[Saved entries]

-*-

PR #1593, opened 2026-03-04
fix: add default-jre to devcontainer for OpenAPI codegen

jayrmotta:
## Summary
Adds `default-jre` to the devcontainer Dockerfile so OpenAPI code generation can run inside the container.

## Problem
OpenAPI code generation requires Java. The firmware build was failing in the Docker devcontainer because the JRE was not installed.

## Solution
Install `default-jre` in the base image dependency list in `.devcontainer/Dockerfile`.

## Testing
- Build the devcontainer: `docker build -t espminer-build .devcontainer`
- Run a full build inside the container: `idf.py build`
- Confirm OpenAPI/codegen steps complete and the build succeeds.

### DIFF
--- a/components/stratum/stratum_api.c
+++ b/components/stratum/stratum_api.c
@@ -258,6 +258,8 @@ void STRATUM_V1_parse(StratumApiV1Message * message, const char * stratum_json)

-*-

(REQUIRED WORK): In your response, give all the records again with nothing altered.

(SOLUTION TO THIS EXERCISE):
PR #1593, opened 2026-03-04
fix: add default-jre to devcontainer for OpenAPI codegen

jayrmotta:
## Summary
Adds `default-jre` to the devcontainer Dockerfile so OpenAPI code generation can run inside the container.

## Problem
OpenAPI code generation requires Java. The firmware build was failing in the Docker devcontainer because the JRE was not installed.

## Solution
Install `default-jre` in the base image dependency list in `.devcontainer/Dockerfile`.

## Testing
- Build the devcontainer: `docker build -t espminer-build .devcontainer`
- Run a full build inside the container: `idf.py build`
- Confirm OpenAPI/codegen steps complete and the build succeeds.

### DIFF
--- a/components/stratum/stratum_api.c
+++ b/components/stratum/stratum_api.c
@@ -258,6 +258,8 @@ void STRATUM_V1_parse(StratumApiV1Message * message, const char * stratum_json)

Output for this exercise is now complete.